PR #81, opened 2015-11-23
1. Beaker tests for vxlan_global, 2. Fix for idempotence fail in the …

alok-aggarwal:
…provider file

1. Beaker tests passed, 
2. No rubocop errors

### DIFF
--- a/lib/puppet/provider/cisco_vxlan_global/nxapi.rb
+++ b/lib/puppet/provider/cisco_vxlan_global/nxapi.rb
@@ -46,7 +46,7 @@ Puppet::Type.type(:cisco_vxlan_global).provide(:nxapi) do
 
   def initialize(value={})
     super(value)
-    @vxlan_global = Cisco::VxlanGlobal.new
+    @vxlan_global = Cisco::VxlanGlobal.new if Cisco::VxlanGlobal.enabled
     @property_flush = {}
   end
 
--- a/tests/beaker_tests/vxlan_global/test_vxlan_global.rb
+++ b/tests/beaker_tests/vxlan_global/test_vxlan_global.rb
@@ -154,6 +154,9 @@ end
 def build_manifest_vxlan_global(tests, id)
   if tests[id][:ensure] == :absent
     state = 'ensure => absent,'
+    # No need to check for 'ensure' => 'absent' here as vxlan_global doesn't
+    # have instances and puppet resource command is issued with no specific
+    # resource name.
     tests[id][:resource] = {}
   else
     state = 'ensure => present,'
@@ -199,6 +202,7 @@ test_name "TestCase :: #{testheader}" do
   # -------------
   id = 'preclean'
   tests[id][:desc] = 'Preclean'
+  tests[id][:ensure] = :absent
   test_harness_vxlan_global(tests, id)
 
   # -------------------------------------------------------------------
--- a/tests/beaker_tests/vxlan_global/test_vxlan_global.rb
+++ b/tests/beaker_tests/vxlan_global/test_vxlan_global.rb
@@ -1,0 +1,222 @@
+###############################################################################
+# Copyright (c) 2015 Cisco and/or its affiliates.
+#
+# Licensed under the Apache License, Version 2.0 (the "License");
+# you may not use this file except in compliance with the License.
+# You may obtain a copy of the License at
+#
+#     http://www.apache.org/licenses/LICENSE-2.0
+#
+# Unless required by applicable law or agreed to in writing, software
+# distributed under the License is distributed on an "AS IS" BASIS,
+# WITHOUT WARRANTIES OR CONDITIONS OF ANY KIND, either express or implied.
+# See the License for the specific language governing permissions and
+# limitations under the License.
+###############################################################################
+# TestCase Name:
+# -------------
+# test-vxlan_global.rb
+#
+# TestCase Prerequisites:
+# -----------------------
+# This is a Puppet vxlan_global resource testcase for Puppet Agent on
+# Nexus devices.
+# The test case assumes the following prerequisites are already satisfied:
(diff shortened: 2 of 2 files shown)


lib/puppet/provider/cisco_vxlan_global/nxapi.rb
```diff
@@ -46,7 +46,7 @@
 
   def initialize(value={})
     super(value)
-    @vxlan_global = Cisco::VxlanGlobal.new
+    @vxlan_global = Cisco::VxlanGlobal.new if Cisco::VxlanGlobal.enabled
```
mikewiebe: What is the reason for the change?

tests/beaker_tests/vxlan_global/test_vxlan_global.rb
```diff
@@ -0,0 +1,222 @@
...
+  manifest_props: '',
+  code:           [0, 2],
+  resource_props: {},
+}
+
+tests['default_properties'] = {
+  manifest_props: "
+    dup_host_ip_addr_detection_host_moves     => 'default',
+    dup_host_ip_addr_detection_timeout        => 'default',
+    anycast_gateway_mac                       => 'default',
```
mikewiebe: Does this mean that anycast_gateway_mac is not configured by default and is therefore not displayed in the `puppet resource` output?

lib/puppet/provider/cisco_vxlan_global/nxapi.rb
alok-aggarwal: ensure: absent Idempotence beaker test for default properties was always having to remove the resource. Thats why the test was failing with exit code 2, whereas the idempotence test expects always 0.

The reason was in provider initialize, a new instance was always getting created even the resource was disabled and therefore the ensure:absent always removed it which was incorrect. This check fixes it.

tests/beaker_tests/vxlan_global/test_vxlan_global.rb
```diff
@@ -0,0 +1,222 @@
...
+# Full command string for puppet resource command
+def puppet_resource_cmd
+  cmd = UtilityLib::PUPPET_BINPATH + 'resource cisco_vxlan_global'
+  UtilityLib.get_namespace_cmd(agent, cmd, options)
+end
+
+def build_manifest_vxlan_global(tests, id)
+  if tests[id][:ensure] == :absent
+    state = 'ensure => absent,'
+    tests[id][:resource] = {}
```
mikewiebe: Should this be `tests[id][:resource] = { 'ensure' => 'absent' }` ?

tests/beaker_tests/vxlan_global/test_vxlan_global.rb
alok-aggarwal: Thats correct. anycast_gateway_mac doesn't have a defualt value. The default means to unconfigure it.

lib/puppet/provider/cisco_vxlan_global/nxapi.rb
chrisvanheuveln: @mikewiebe We worked through this during consult hours. The problem is that the NU code will instantiate (by default) when you call VxlanGlobal.new; so self.instances gets a new instance every time, meaning ensure => :present is true; meaning destroy gets called every time, breaking idempotence.

tests/beaker_tests/vxlan_global/test_vxlan_global.rb
alok-aggarwal: I think state = 'ensure => absent,' is doing the same.

chrisvanheuveln: @alok-aggarwal It's subtle but they're different. 
state is specifying the manifest entry, while resource specifies the puppet resource output (which needs 'absent' in quotes)

alok-aggarwal: well I used the template file where it is { }.

Adding tests[id][:resource] = { 'ensure' => 'absent' } gives me a failure.
Failed Tests Cases:
      Test Case vxlan_global/test_vxlan_global.rb reported: #<Beaker::DSL::Outcomes::FailTest: 
    TestStep :: Match (?-mix:ensure +=> +'?absent'?) :: FAIL
    >

Do i need to make a change elsewhere ?

mikewiebe: What output do you get from the `puppet resource cisco_vxlan_global` on your nx device when the resource is absent?

alok-aggarwal: Just blank.

root@agent-lab1-nx#puppet resource cisco_vxlan_global

root@agent-lab1-nx#

mikewiebe: @alok-aggarwal Ok, then that is the problem.  I think we can leave the code as `tests[id][:resource] = {}` but please gather the output of the beaker test with `--log-level trace` and make sure the test is issuing the following command `puppet resource cisco_vxlan_global` with no optional args.

alok-aggarwal: yes it does.

mikewiebe:
@alok-aggarwal Changes look good, but I just realized that you have not yet updated the changelog and readme file.  

* https://github.com/cisco/cisco-network-puppet-module/blob/feature/vxlan/CHANGELOG.md#new-feature-support
  * Add an entry under `New feature support`
* https://github.com/cisco/cisco-network-puppet-module/blob/feature/vxlan/README.md#resource-reference
  * Add an entry for your provider along with attributes under both `Resource Type Catalog (by Technology)` and `Cisco Resource Type Catalog (by Name)`

alok-aggarwal:
Done.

=======

Transcribe the data in full, matching every line exactly.

PR #81, opened 2015-11-23
1. Beaker tests for vxlan_global, 2. Fix for idempotence fail in the …

alok-aggarwal:
…provider file

1. Beaker tests passed, 
2. No rubocop errors

### DIFF
--- a/lib/puppet/provider/cisco_vxlan_global/nxapi.rb
+++ b/lib/puppet/provider/cisco_vxlan_global/nxapi.rb
@@ -46,7 +46,7 @@ Puppet::Type.type(:cisco_vxlan_global).provide(:nxapi) do
 
   def initialize(value={})
     super(value)
-    @vxlan_global = Cisco::VxlanGlobal.new
+    @vxlan_global = Cisco::VxlanGlobal.new if Cisco::VxlanGlobal.enabled
     @property_flush = {}
   end
 
--- a/tests/beaker_tests/vxlan_global/test_vxlan_global.rb
+++ b/tests/beaker_tests/vxlan_global/test_vxlan_global.rb
@@ -154,6 +154,9 @@ end
 def build_manifest_vxlan_global(tests, id)
   if tests[id][:ensure] == :absent
     state = 'ensure => absent,'
+    # No need to check for 'ensure' => 'absent' here as vxlan_global doesn't
+    # have instances and puppet resource command is issued with no specific
+    # resource name.
     tests[id][:resource] = {}
   else
     state = 'ensure => present,'
@@ -199,6 +202,7 @@ test_name "TestCase :: #{testheader}" do
   # -------------
   id = 'preclean'
   tests[id][:desc] = 'Preclean'
+  tests[id][:ensure] = :absent
   test_harness_vxlan_global(tests, id)
 
   # -------------------------------------------------------------------
--- a/tests/beaker_tests/vxlan_global/test_vxlan_global.rb
+++ b/tests/beaker_tests/vxlan_global/test_vxlan_global.rb
@@ -1,0 +1,222 @@
+###############################################################################
+# Copyright (c) 2015 Cisco and/or its affiliates.
+#
+# Licensed under the Apache License, Version 2.0 (the "License");
+# you may not use this file except in compliance with the License.
+# You may obtain a copy of the License at
+#
+#     http://www.apache.org/licenses/LICENSE-2.0
+#
+# Unless required by applicable law or agreed to in writing, software
+# distributed under the License is distributed on an "AS IS" BASIS,
+# WITHOUT WARRANTIES OR CONDITIONS OF ANY KIND, either express or implied.
+# See the License for the specific language governing permissions and
+# limitations under the License.
+###############################################################################
+# TestCase Name:
+# -------------
+# test-vxlan_global.rb
+#
+# TestCase Prerequisites:
+# -----------------------
+# This is a Puppet vxlan_global resource testcase for Puppet Agent on
+# Nexus devices.
+# The test case assumes the following prerequisites are already satisfied:
(diff shortened: 2 of 2 files shown)


lib/puppet/provider/cisco_vxlan_global/nxapi.rb
```diff
@@ -46,7 +46,7 @@
 
   def initialize(value={})
     super(value)
-    @vxlan_global = Cisco::VxlanGlobal.new
+    @vxlan_global = Cisco::VxlanGlobal.new if Cisco::VxlanGlobal.enabled
```
mikewiebe: What is the reason for the change?

tests/beaker_tests/vxlan_global/test_vxlan_global.rb
```diff
@@ -0,0 +1,222 @@
...
+  manifest_props: '',
+  code:           [0, 2],
+  resource_props: {},
+}
+
+tests['default_properties'] = {
+  manifest_props: "
+    dup_host_ip_addr_detection_host_moves     => 'default',
+    dup_host_ip_addr_detection_timeout        => 'default',
+    anycast_gateway_mac                       => 'default',
```
mikewiebe: Does this mean that anycast_gateway_mac is not configured by default and is therefore not displayed in the `puppet resource` output?

lib/puppet/provider/cisco_vxlan_global/nxapi.rb
alok-aggarwal: ensure: absent Idempotence beaker test for default properties was always having to remove the resource. Thats why the test was failing with exit code 2, whereas the idempotence test expects always 0.

The reason was in provider initialize, a new instance was always getting created even the resource was disabled and therefore the ensure:absent always removed it which was incorrect. This check fixes it.

tests/beaker_tests/vxlan_global/test_vxlan_global.rb
```diff
@@ -0,0 +1,222 @@
...
+# Full command string for puppet resource command
+def puppet_resource_cmd
+  cmd = UtilityLib::PUPPET_BINPATH + 'resource cisco_vxlan_global'
+  UtilityLib.get_namespace_cmd(agent, cmd, options)
+end
+
+def build_manifest_vxlan_global(tests, id)
+  if tests[id][:ensure] == :absent
+    state = 'ensure => absent,'
+    tests[id][:resource] = {}
```
mikewiebe: Should this be `tests[id][:resource] = { 'ensure' => 'absent' }` ?

tests/beaker_tests/vxlan_global/test_vxlan_global.rb
alok-aggarwal: Thats correct. anycast_gateway_mac doesn't have a defualt value. The default means to unconfigure it.

lib/puppet/provider/cisco_vxlan_global/nxapi.rb
chrisvanheuveln: @mikewiebe We worked through this during consult hours. The problem is that the NU code will instantiate (by default) when you call VxlanGlobal.new; so self.instances gets a new instance every time, meaning ensure => :present is true; meaning destroy gets called every time, breaking idempotence.

tests/beaker_tests/vxlan_global/test_vxlan_global.rb
alok-aggarwal: I think state = 'ensure => absent,' is doing the same.

chrisvanheuveln: @alok-aggarwal It's subtle but they're different. 
state is specifying the manifest entry, while resource specifies the puppet resource output (which needs 'absent' in quotes)

alok-aggarwal: well I used the template file where it is { }.

Adding tests[id][:resource] = { 'ensure' => 'absent' } gives me a failure.
Failed Tests Cases:
      Test Case vxlan_global/test_vxlan_global.rb reported: #<Beaker::DSL::Outcomes::FailTest: 
    TestStep :: Match (?-mix:ensure +=> +'?absent'?) :: FAIL
    >

Do i need to make a change elsewhere ?

mikewiebe: What output do you get from the `puppet resource cisco_vxlan_global` on your nx device when the resource is absent?

alok-aggarwal: Just blank.

root@agent-lab1-nx#puppet resource cisco_vxlan_global

root@agent-lab1-nx#

mikewiebe: @alok-aggarwal Ok, then that is the problem.  I think we can leave the code as `tests[id][:resource] = {}` but please gather the output of the beaker test with `--log-level trace` and make sure the test is issuing the following command `puppet resource cisco_vxlan_global` with no optional args.

alok-aggarwal: yes it does.

mikewiebe:
@alok-aggarwal Changes look good, but I just realized that you have not yet updated the changelog and readme file.  

* https://github.com/cisco/cisco-network-puppet-module/blob/feature/vxlan/CHANGELOG.md#new-feature-support
  * Add an entry under `New feature support`
* https://github.com/cisco/cisco-network-puppet-module/blob/feature/vxlan/README.md#resource-reference
  * Add an entry for your provider along with attributes under both `Resource Type Catalog (by Technology)` and `Cisco Resource Type Catalog (by Name)`

alok-aggarwal:
Done.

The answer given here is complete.